FWIW, I just got their medium size tackle box for x-mas, its been in the boat a few times. Seems to be holding up fine but its also early. My last soft sided tackle box lasted 10 years until one of the nylon handles gave out. We will see if this one lasts that long too.

I also have a filet knife, 5", used it a few times on our boat and seems to be holding an edge well. I really like the rubberized bright orange handle on it. Easy to hold onto, its a bigger grip them most filet knives which is nice also.


----------



## raisinrat (Feb 9, 2006)

Step 1:don't waste your money
Step 2:repeat step 1


----------



## Gater DONE (Jan 17, 2010)

I have had great luck with the braided line and the Rover reels for trolling. I actually like the Rovers over the couple Abu Garcias Ambassadors Ive got and the Ambassadors are the ones before they started making them all plastic. I have a friend that loves the two spinning rods he purchased from them as well. Really great value in my opnion.


----------



## Northernfisher (Jul 29, 2010)

tincanary said:


> Does anybody have experience with it? A few days back I rolled the dice on one of their 7' ML fast casting rods that I intend to use for the smaller species. The rod I received certainly feels good and the tip seems faster than other rods I have with the same rating. It's also pretty dang light, but bear in mind I tend to fish more budget friendly rods and compared to the Ugly Stiks, Tourney Trails, and Guide Series rods I have, it feels good. I'm looking to get it on the water this weekend and see if it holds up. I've read many good things about their lines and rods, but their reels appear to be so-so. What are your experiences?


I just ordered some split ring pliers from them. They look good on-line.


----------



## homebrew87 (Oct 19, 2014)

I like their braid. Just ordered some flouro, will see how it performs. A coworker ordered two casting reels and likes them but he is a casual fisherman at best so take that with a grain of salt. 

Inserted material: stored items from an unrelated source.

PR #264, opened 2026-05-25
feat(pg-delta): add --filter to catalog-export

leandrocp:
This is a proposal to add `--filter` to `catalog-export`.

My use case is to export the `realtime` schema which is used in an internal admin tool to fix drifted schemas, see https://github.com/supabase/realtime/pull/1866 (already deployed to PROD).

That page currently works because `plan` accepts `--filter` but the baseline (catalog-export) ends with [way more data than it needs](https://github.com/supabase/realtime/blob/20e818e911af30b80190aec9988d05495b4484c7/priv/repo/tenant_db_baseline.json).

Disclaimer: I used Claude to assist the development and I don't know much about the internals of this project, but I tested on realtime and the generated catalog looks good.

### DIFF
--- a/packages/pg-delta/src/cli/commands/catalog-export.ts
+++ b/packages/pg-delta/src/cli/commands/catalog-export.ts
@@ -35,7 +35,7 @@ export const catalogExportCommand = buildCommand({
       filter: {
         kind: "parsed",
         brief:
-          'Filter DSL as inline JSON to filter changes (e.g., \'{"schema":"public"}\').',
+          'Filter DSL as inline JSON to filter changes (e.g., \'{"*/schema": "app"}\').',
         parse: (value: string): FilterDSL => {
           try {
             return JSON.parse(value) as FilterDSL;
--- a/packages/pg-delta/src/cli/commands/catalog-export.ts
+++ b/packages/pg-delta/src/cli/commands/catalog-export.ts
@@ -4,11 +4,13 @@
 
 import { writeFile } from "node:fs/promises";
 import { buildCommand, type CommandContext } from "@stricli/core";
+import { filterCatalog } from "../../core/catalog.filter.ts";
 import { extractCatalog } from "../../core/catalog.model.ts";
 import {
   serializeCatalog,
   stringifyCatalogSnapshot,
 } from "../../core/catalog.snapshot.ts";
+import type { FilterDSL } from "../../core/integrations/filter/dsl.ts";
 import { createManagedPool } from "../../core/postgres-config.ts";
 
 export const catalogExportCommand = buildCommand({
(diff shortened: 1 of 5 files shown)


packages/pg-delta/src/core/catalog.filter.ts
```diff
@@ -0,0 +1,84 @@
...
+import { Catalog, createEmptyCatalog } from "./catalog.model.ts";
+import { compileFilterDSL, type FilterDSL } from "./integrations/filter/dsl.ts";
+
+export async function filterCatalog(
+  catalog: Catalog,
+  filter: FilterDSL,
+): Promise<Catalog> {
+  const empty = await createEmptyCatalog(catalog.version, catalog.currentUser);
+  const changes = diffCatalogs(empty, catalog);
+  const filterFn = compileFilterDSL(filter);
```
avallete, line 38: Concretely: before this line, check `(filter as Record<string, unknown>).cascade === true` and throw — something like:

```ts
if (
  typeof filter === "object" &&
  filter !== null &&
  (filter as Record<string, unknown>).cascade === true
) {
  throw new Error(
    "Filter DSL `cascade: true` is not supported by catalog-export: " +
      "scoped snapshots are intentionally partial. Out-of-scope owners, " +
      "roles, and types must exist on the target DB at apply time.",
  );
}
```

(Composition patterns can also carry `cascade` on nested nodes — for now only the top-level field is read by `createPlan`, so matching that scope is fine.)

Another option might also be to just report it via a warning, mentioning that it is skipped / invalid for catalog filter

packages/pg-delta/src/cli/commands/catalog-export.ts
```diff
@@ -30,6 +32,21 @@ export const catalogExportCommand = buildCommand({
         parse: String,
         optional: true,
       },
+      filter: {
+        kind: "parsed",
+        brief:
```
avallete, line 37: Tiny nit while we're here: the example in this `brief` (`'{"schema":"public"}'`) doesn't actually match anything — the DSL paths are `*/schema`, `table/schema`, etc. The tests use `{"*/schema": "app"}`. Worth updating the example to the working form so users don't copy-paste a no-op.

---

leandrocp: Good point, updated.

packages/pg-delta/src/core/catalog.filter.ts
leandrocp: Since I don't know much about the project internals, I just applied your suggestion and added a test, but happy to make more changes if needed.

avallete (approved):

PR #265, opened 2026-06-03
fix(pg-delta): clear connect timeout

leandrocp:
The connect process hungs for the duration of PGDELTA_CONNECT_TIMEOUT_MS.

I noticed this issue when I tried to increase the timeout on the [Realtime admin page](https://github.com/supabase/realtime/blob/main/lib/realtime_web/dashboard/tenant_migrations.ex) we use to fix drifted schemas using pgdelta. Increasing to 60s was causing the page to hang for 60s even tho the connection was taking a couple seconds to finish locally.

### DIFF
--- a/.changeset/fix-connect-timeout-timer-leak.md
+++ b/.changeset/fix-connect-timeout-timer-leak.md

Sent from my SM-G920P using Michigan Sportsman mobile app


----------



## tincanary (Jul 23, 2018)

Verdict as of this afternoon, very nice rod for the money. I spooled up my tuned Abu 1600 with some 8lb Big Game and hit Stony Creek for a few hours after work. I threw baits ranging from weightless worms to #6 and #8 Husky Jerks and various weights of tube jigs. I landed 4 largemouth, biggest one was probably 2lb and it was a joy to use. I could really bomb the light stuff too. I'd loosen the spool tension knob until there was a little side to side play and let it rip. Pretty nice combo I have going on here.


----------



## Ray Duve (Jun 26, 2004)

I have 2 Kastking sharky two baitrunner reels I use for catfish. Have beat the hell out of them for the last three years and they still perform like new. In some cases you don't have to spend a fortune to get decent quality.


----------



## CDN1 (May 27, 2018)

I bought a piscifun phantom carbon casting real last year, as a test. fished it a few times last season seems like a decent reel superlight seems to be at least comparable to any of my Abu's






Stuck it on a cheap berkley lightening rod no complaints so far. We'll see how it holds up this season


----------



## mattman (Jan 8, 2013)

my buddy got a couple kastking assassin baitcast reels a few years ago. we fish together about once a week from ice out to ice in. They held up good for one season but after to summers of use they are junk. I cant say a word on anyother product of theirs but if you were thinking about the reels I would pass


----------



## tincanary (Jul 23, 2018)

mattman said:


> I cant say a word on anyother product of theirs but if you were thinking about the reels I would pass


I thought about trying one of their reels but I have a hard time justifying the purchase because there are thousands of beat up grimy Ambassadeurs for pocket change waiting for me on eBay


----------



## TriggerDiscipline (Sep 25, 2017)

Their braided line is pretty good. Can't say anything about their rods and reels.


----------



## tincanary (Jul 23, 2018)

TriggerDiscipline said:


> Their braided line is pretty good. Can't say anything about their rods and reels.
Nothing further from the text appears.